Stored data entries
PR #7465, opened 2023-04-05
feat(kotlin): update to latest tree-sitter

brandonspark:
As title.

## Test plan:
```
lang/kotlin/stats.json:3
   "global": {
     "name": "*",
     "parsing_rate": 0.9867509086298707,
     "line_count": 662536,
     "error_line_count": 8778,
     "file_count": 6960,
     "error_file_count": 213,
     "total_node_count": 7272535,
     "untranslated_node_count": 23381
   },
```

PR checklist:

- [X] Purpose of the code is [evident to future readers](https://semgrep.dev/docs/contributing/contributing-code/#explaining-code)
- [X] Tests included or PR comment includes a reproducible test plan
- [X] Documentation is up-to-date
- [X] A changelog entry was [added to changelog.d](https://semgrep.dev/docs/contributing/contributing-code/#adding-a-changelog-entry) for any user-facing change
- [X] Change has no security implications (otherwise, ping security team)

If you're unsure about any of this, please see:

- [Contribution guidelines](https://semgrep.dev/docs/contributing/contributing-code)!
- [One of the more specific guides located here](https://semgrep.dev/docs/contributing/contributing/)

PR #7599, opened 2023-04-20
fix(kotlin): allow interpolated idents to match explicit interpolation

brandonspark:
## What:
This PR allows interpolated idents in Kotlin, such as `"$foo"`, to be translated the same as explicitly interpolated expressions.

## Why:
This means that `"${...}"` will match `"$foo"`.

## How:
Just changed the Kotlin translation.

## Alternatives considered:
I tried making this change more generically, but a bunch of things broke.

More fundamentally, I tried to make explicitly interpolated arguments match regular arguments, so that something like `Call (InterpolatedElement, [a])`, `b` could match `a` to `b` (sort of "unpacking" the `InterpolatedElement`). This caused issues, however, with things like when the RHS was a constant string, and we would then match something interpolated to something non-interpolated, for instance ``#{$FOO}`` to ``a``, in Ruby.

I then tried to make it such that we translated `Middle3` interpolation arguments, such as `"$foo"`, to explicitly interpolated things. This ends up causing issues with other languages though, such as PHP, where we just shove everything into a `Middle3`, so this breaks things like `\`...\``.

I decided it was better to just keep this simple and local to Kotlin. This is only guaranteed to help the case where we're dealing with an implicitly interpolated identifier, which should be the same as the explicitly interpolated one anyways.

Closes PA-2711

PR checklist:


brandonspark:
The tests will be failing, but that's because of #7465.

changelog.d/pa-2711.added
```diff
@@ -0,0 +1,2 @@
+Kotlin: Interpolated identifiers in strings, such as "$foo", are now properly
+able to match explicitly interpolated expressions, like "${...}".
```
emjin, line 2: Your test has `...{...}...` (no $), is that just a language equivalence?

languages/kotlin/generic/Parse_kotlin_tree_sitter.ml
```diff
@@ -1362,9 +1362,9 @@ and interpolation (env : env) (x : CST.interpolation) =
       let v3 = token env v3 (* "}" *) in
       Right3 (v1, Some v2, v3)
   | `DOLLAR_simple_id (v1, v2) ->
-      let _v1 = token env v1 (* "$" *) in
+      let v1 = token env v1 (* "$" *) in
       let v2 = simple_identifier env v2 in
-      Middle3 (N (Id (v2, empty_id_info ())) |> G.e)
+      Right3 (v1, Some (N (Id (v2, empty_id_info ())) |> G.e), v1)
```
emjin, line 1362: Wow I hate this use of `Middle3` which gets ultimately resolved in AST_generic.interpolated for readability but that's a larger complaint

emjin (approved):
Seems reasonable to me

aryx:
update?

changelog.d/pa-2711.added
brandonspark: oops, yeah that's a mistake on my part, good catch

> Exercise requirements:
The answer should be an exact copy of the lines from the first line of the data through the line with "More fundamentally, I" and should contain nothing else.

> Reply:
PR #7465, opened 2023-04-05
feat(kotlin): update to latest tree-sitter

brandonspark:
As title.

## Test plan:
```
lang/kotlin/stats.json:3
   "global": {
     "name": "*",
     "parsing_rate": 0.9867509086298707,
     "line_count": 662536,
     "error_line_count": 8778,
     "file_count": 6960,
     "error_file_count": 213,
     "total_node_count": 7272535,
     "untranslated_node_count": 23381
   },
```

PR checklist:

- [X] Purpose of the code is [evident to future readers](https://semgrep.dev/docs/contributing/contributing-code/#explaining-code)
- [X] Tests included or PR comment includes a reproducible test plan
- [X] Documentation is up-to-date
- [X] A changelog entry was [added to changelog.d](https://semgrep.dev/docs/contributing/contributing-code/#adding-a-changelog-entry) for any user-facing change
- [X] Change has no security implications (otherwise, ping security team)

If you're unsure about any of this, please see:

- [Contribution guidelines](https://semgrep.dev/docs/contributing/contributing-code)!
- [One of the more specific guides located here](https://semgrep.dev/docs/contributing/contributing/)

PR #7599, opened 2023-04-20
fix(kotlin): allow interpolated idents to match explicit interpolation

brandonspark:
## What:
This PR allows interpolated idents in Kotlin, such as `"$foo"`, to be translated the same as explicitly interpolated expressions.

## Why:
This means that `"${...}"` will match `"$foo"`.

## How:
Just changed the Kotlin translation.

## Alternatives considered:
I tried making this change more generically, but a bunch of things broke.

More fundamentally, I tried to make explicitly interpolated arguments match regular arguments, so that something like `Call (InterpolatedElement, [a])`, `b` could match `a` to `b` (sort of "unpacking" the `InterpolatedElement`). This caused issues, however, with things like when the RHS was a constant string, and we would then match something interpolated to something non-interpolated, for instance ``#{$FOO}`` to ``a``, in Ruby.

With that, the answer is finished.